**TASK DIRECTIONS:** Among the entries below, one line contains "app removed from" and another contains "app during Paused". Transcribe those two lines and every line between them, exactly.

**DATA UNDER STUDY:**

PR #1700, opened 2026-06-13
feat(#1679): allowedDuringScheduleBlock toggle — per-app bedtime opt-out

### LINKED ISSUE #1679: Per-allowed-app toggle: "allow during schedule block" (default current = always-allowed)

sameerparekh:
## Summary

Closes #1679. Code adoption for the `allowed_during_schedule_block` column added by #1695 (V56 migration).

- An Allowed-mode app's host-set normally carves into `extraAllowed`, beating the whole-MAC Schedule drop (per #421). The new toggle (`allowedDuringScheduleBlock`, default `true`) lets the operator opt specific apps out of that carve-out **during Schedule-reason blocks only**.
- Paused / TimeLimit / Manual blocks are unchanged — out of scope per #1679.
- Wire contract unchanged: the router still receives `extraAllowed`; it just contains different hosts during a schedule window when the toggle is `false`.
- Surfaces the bedtime-Khan policy gap identified by #1666 / #1675 — the operator can now disable the Khan extraAllowed carve at bedtime without removing the allow assignment entirely.

## Commit history (TDD red→green)

1. **`e964dc67` RED** — `allowedDuringScheduleBlock` field through models/repos/SPA + `PolicySnapshotScheduleBlockToggleSpec` (compiles, tests 2-3 fail before green)
2. **`226aa7c7` GREEN** — Wire `isScheduleBlock` into `ProfileAppDispositions.enforcement` and both PolicyService paths (snapshot + decide). Tests pass.
3. **`717054a1`** — SPA checkbox (Allowed-mode apps) + vitest coverage + existing assertion updates
4. **`04903179`** — AGENTS.md doc note on the `extraAllowed` bullet

## Implementation

Single-source-of-truth (AGENTS.md §single-source-of-truth): the filter logic lives in ONE place — `ProfileAppDispositions.enforcement(isScheduleBlock = ...)`. Both the snapshot path and the `/decision` fallback pass `isScheduleBlock` from the same source (profile state / schedule check), so they cannot diverge.

## Backwards compatibility

- Default `true` on the DB column (V56) and in all JSON decoders → zero behavior change on rollout.
- Existing SPA clients omit `allowedDuringScheduleBlock` from `PUT /api/apps/:id/profiles/:pid` → server defaults to `true`.
- Wire shape unchanged (`extraAllowed` only gets different members).

## Test plan

- [ ] `PolicySnapshotScheduleBlockToggleSpec` (5 cases: true stays, false removed, two-app split, outside schedule, paused-block unaffected)
- [ ] `ProfilesPage.test.tsx` (4 new #1679 cases: checkbox rendered, checked-state round-trip, click sends `allowedDuringScheduleBlock=false`, not rendered for blocked-mode app)
- [ ] CI Scala + web suites pass
- [ ] Backwards compat: existing `setPolicy` assertions updated to include `allowedDuringScheduleBlock:true` for mode='allowed' calls

### DIFF
--- a/AGENTS.md
+++ b/AGENTS.md
@@ -69,7 +69,12 @@ where `BlockRules` is:
   via nftables drop on `(mac, dst ip ∈ ipset(host))`, where the ipset is
   populated by dnsmasq's `--ipset=` callback at resolution time.
 - `extraAllowed: List[Hostname]` — hosts allowed for this MAC, including
-  as a carve-out when `blocked = true`.
+  as a carve-out when `blocked = true`. An Allowed-mode app's host-set
+  normally lands here; when the app's `allowedDuringScheduleBlock = false`
+  (`app_policy_assignments.allowed_during_schedule_block`, V56, #1679) and
+  the profile's block reason is `Schedule`, `PolicyService` omits those
+  hosts so the schedule drop applies. Paused/TimeLimit/Manual blocks are
+  unaffected (Schedule scope only per #1679).
 - `blocklistIds: List[BlocklistId]` — category lists that apply to this
   MAC. Enforced via nftables ipset drop, **not** via RPZ or any DNS-layer
   mechanism. The agent fetches each blocklist by URL (cached by version)
--- a/api/src/db/Repos.scala
+++ b/api/src/db/Repos.scala
@@ -1117,8 +1117,10 @@ class AppTimeLimitRepoLive(xa: Transactor[Task]) extends AppTimeLimitRepo {
   // "no per-app limit configured" and is treated as never-exhausted by the exempt carve-out gate
   // in `PolicyService.exemptUnderCapHosts`; the COALESCE silently collapsed that case to 0 and
   // made the exempt+no-limit carve unreachable.
+  // #1679: `apa.allowed_during_schedule_block` carried straight through so the
+  // `ProfileAppDispositions` fold can suppress the extraAllowed carve during Schedule blocks.
   private type R =
-    (ProfileId, String, Option[Int], String, Boolean, AppId, AppPolicyAssignmentId, String)
+    (ProfileId, String, Option[Int], String, Boolean, AppId, AppPolicyAssignmentId, String, Boolean)
   private def toS(r: R) =
     AppTimeLimit(
       AppTimeLimitId(0L),
@@ -1130,12 +1132,14 @@ class AppTimeLimitRepoLive(xa: Transactor[Task]) extends AppTimeLimitRepo {
       r._6,
       AppMode.parse(r._8).getOrElse(AppMode.TimeLimited),
       r._7,
+      r._9,
     )
 
   def listForProfile(pid: ProfileId) =
     DbMetrics.timed("appTimeLimit.listForProfile")(
       sql"""SELECT apa.profile_id, ah.host, apa.daily_minutes, a.slug,
-                   apa.exempt_from_daily, a.id, apa.id, apa.mode::text
+                   apa.exempt_from_daily, a.id, apa.id, apa.mode::text,
+                   apa.allowed_during_schedule_block
             FROM app_policy_assignments apa
             JOIN apps a       ON a.id = apa.app_id
             JOIN app_hosts ah ON ah.app_id = apa.app_id
@@ -1149,7 +1153,8 @@ class AppTimeLimitRepoLive(xa: Transactor[Task]) extends AppTimeLimitRepo {
 
   def listAll =
     sql"""SELECT apa.profile_id, ah.host, apa.daily_minutes, a.slug,
-                 apa.exempt_from_daily, a.id, apa.id, apa.mode::text
+                 apa.exempt_from_daily, a.id, apa.id, apa.mode::text,
+                 apa.allowed_during_schedule_block
             FROM app_policy_assignments apa
             JOIN apps a       ON a.id = apa.app_id
             JOIN app_hosts ah ON ah.app_id = apa.app_id
@@ -2953,6 +2958,8 @@ trait AppRepo {
       mode: AppMode,
       dailyMinutes: Option[Int],
       exemptFromDaily: Boolean,
+      // #1679: default true for back-compat — all existing callers keep current behavior.
+      allowedDuringScheduleBlock: Boolean = true,
   ): Task[AppPolicyAssignmentId]
   def deleteAssignment(appId: AppId, profileId: ProfileId): Task[Unit]
   def listAssignmentsForApp(appId: AppId): Task[List[AppPolicyAssignment]]
@@ -3084,14 +3091,18 @@ class AppRepoLive(xa: Transactor[Task]) extends AppRepo {
       mode: AppMode,
       dailyMinutes: Option[Int],
       exemptFromDaily: Boolean,
+      allowedDuringScheduleBlock: Boolean = true,
   ) =
     sql"""INSERT INTO app_policy_assignments
-            (app_id, profile_id, mode, daily_minutes, exempt_from_daily)
-          VALUES ($appId, $profileId, ${AppMode.asString(mode)}, $dailyMinutes, $exemptFromDaily)
+            (app_id, profile_id, mode, daily_minutes, exempt_from_daily,
+             allowed_during_schedule_block)
+          VALUES ($appId, $profileId, ${AppMode.asString(mode)}, $dailyMinutes, $exemptFromDaily,
+                  $allowedDuringScheduleBlock)
           ON CONFLICT (app_id, profile_id) DO UPDATE SET
             mode = EXCLUDED.mode,
             daily_minutes = EXCLUDED.daily_minutes,
-            exempt_from_daily = EXCLUDED.exempt_from_daily
+            exempt_from_daily = EXCLUDED.exempt_from_daily,
+            allowed_during_schedule_block = EXCLUDED.allowed_during_schedule_block
           RETURNING id"""
       .query[AppPolicyAssignmentId]
       .unique
@@ -3103,12 +3114,13 @@ class AppRepoLive(xa: Transactor[Task]) extends AppRepo {
       .unit
 
   private type AR =
-    (AppPolicyAssignmentId, AppId, ProfileId, AppMode, Option[Int], Boolean)
+    (AppPolicyAssignmentId, AppId, ProfileId, AppMode, Option[Int], Boolean, Boolean)
   private def toAssignment(r: AR) =
-    AppPolicyAssignment(r._1, r._2, r._3, r._4, r._5, r._6)
+    AppPolicyAssignment(r._1, r._2, r._3, r._4, r._5, r._6, r._7)
 
   def listAssignmentsForApp(appId: AppId) =
-    sql"""SELECT id,app_id,profile_id,mode,daily_minutes,exempt_from_daily
+    sql"""SELECT id,app_id,profile_id,mode,daily_minutes,exempt_from_daily,
+                 allowed_during_schedule_block
           FROM app_policy_assignments WHERE app_id=$appId ORDER BY id"""
       .query[AR]
       .map(toAssignment)
@@ -3117,7 +3129,8 @@ class AppRepoLive(xa: Transactor[Task]) extends AppRepo {
 
   def listAssignmentsForProfile(profileId: ProfileId) =
     DbMetrics.timed("app.listAssignmentsForProfile")(
-      sql"""SELECT id,app_id,profile_id,mode,daily_minutes,exempt_from_daily
+      sql"""SELECT id,app_id,profile_id,mode,daily_minutes,exempt_from_daily,
+                   allowed_during_schedule_block
           FROM app_policy_assignments WHERE profile_id=$profileId ORDER BY id"""
         .query[AR]
         .map(toAssignment)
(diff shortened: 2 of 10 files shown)


sameerparekh:
## Independent PR Review — #1700

**Reviewed SHA:** `04903179`

---

### 1. Duplicated logic / single source of truth

✅ Filter logic lives in exactly one place: `ProfileAppDispositions.enforcement` (the `suppressedByScheduleToggle` block at lines 102-116). Both the snapshot path (`PolicyService.scala:132`) and the `/decide` fallback path (`PolicyService.scala:147`) call `enforcement(isScheduleBlock = ...)`. No re-derivation.

⚠️ One subtle divergence worth noting (see SHOULD-FIX below): the two paths compute `isScheduleBlock` differently — snapshot reads `state.blockReason.contains(MacBlockReason.Schedule)`, while `/decide` reads `scheduleBlock(scheds, now).nonEmpty`. These disagree for a Paused+active-schedule profile: snapshot returns `isScheduleBlock=false` (Paused outranks Schedule in `blockReason` precedence), `/decide` returns `isScheduleBlock=true` (schedule window is actually active). Harmless in practice because when the snapshot has the app in `extraAllowed`, nftables allows the connection and the block page / `/decide` is never reached.

---

### 2. Testing integrity

✅ TDD red→green visible in commit history: `e964dc67` (red — types + test compiling but no filter logic), `226aa7c7` (green — filter wired).

✅ 5 feature test cases in `PolicySnapshotScheduleBlockToggleSpec` covering:
- `true` app stays in `extraAllowed` during schedule block
- `false` app removed from `extraAllowed` during schedule block
- Two-app split (one of each in the same profile at bedtime)
- `false` app OUTSIDE schedule block → still in `extraAllowed` (toggle is schedule-only)
- `false` app during Paused block (not schedule) → still in `extraAllowed` (scope correct)

✅ 4 new SPA vitest cases in `ProfilesPage.test.tsx` covering checkbox rendering, checked-state round-trip, click sends `allowedDuringScheduleBlock=false`, not rendered for blocked-mode.

✅ 5 existing setPolicy assertions updated to include `allowedDuringScheduleBlock: true` — the old assertions were stale; the updates are correct, not weakening.

---

### 3. Architectural invariants

✅ Router is dumb applier — no policy logic added to openwrt/opnsense agents.

✅ Snapshot stays minimal wire vocabulary — `allowedDuringScheduleBlock` is consumed server-side in `PolicyService`, the router sees a different `extraAllowed` list but no new wire fields.

✅ `extraAllowed` beats every block path — behavior for `allowedDuringScheduleBlock=true` (the default) is completely unchanged; the toggle only suppresses the carve-out.

---

### 4. Backwards compatibility

✅ DB column `DEFAULT TRUE` (V56 in #1695, already merged). All existing rows default to `true` → zero behavior change.

✅ All Scala types default to `true`; `UpsertAppAssignmentRequest.allowedDuringScheduleBlock: Option[Boolean] = None` — omitted by existing SPA clients, server defaults to `true`.

✅ TS types: `allowedDuringScheduleBlock?: boolean` — optional, omitted by older APIs.

✅ Wire shape unchanged.

---

### 5. Migrations

No new migration in this PR (migration shipped in PR #1695). ✅

---

### 6. Metrics + dashboard

No new route, background job, or external call. The toggle is a conditional inside the existing `enforcement` fold, covered by the existing snapshot generation path. No new metric required. ✅

---

### 7. Scope / hygiene

✅ Focused diff; no drive-by edits. All files touch the feature directly.

---

### 8. Security

✅ No secrets. `$allowedDuringScheduleBlock` in Doobie is parameterized. Route auth unchanged (`requireWriter` at `AppRoutes.scala:217`).

---

## BLOCKERS

(none)

## SHOULD-FIX

1. `api/src/policy/PolicyService.scala` line ~407 (`decide` path) — `val isScheduleBlock = scheduleBlock(scheds, now).nonEmpty` fires even when `p.paused` is true and a schedule is also active, whereas the snapshot path would have `isScheduleBlock=false` (Paused outranks Schedule in `state.blockReason`). This is benign in practice (block page never called if `extraAllowed` has the app), but without a comment a future reader might think the two paths intentionally differ. Suggest adding: `// #1679: schedule check is safe to use independently of paused state — if the MAC is not actually // dropped by nftables (because extraAllowed contains the app), /decide is never called, so // the Paused+Schedule edge case where blockReason=Paused (not Schedule) never surfaces.`

## NITS

1. `api/test/src/feature/PolicySnapshotScheduleBlockToggleSpec.scala` line 32 — `private val UTC = ZoneId.of("UTC")` is unused (none of the tests use it directly). Minor cleanup.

**REPLY:**
- `false` app removed from `extraAllowed` during schedule block
- Two-app split (one of each in the same profile at bedtime)
- `false` app OUTSIDE schedule block → still in `extraAllowed` (toggle is schedule-only)
- `false` app during Paused block (not schedule) → still in `extraAllowed` (scope correct)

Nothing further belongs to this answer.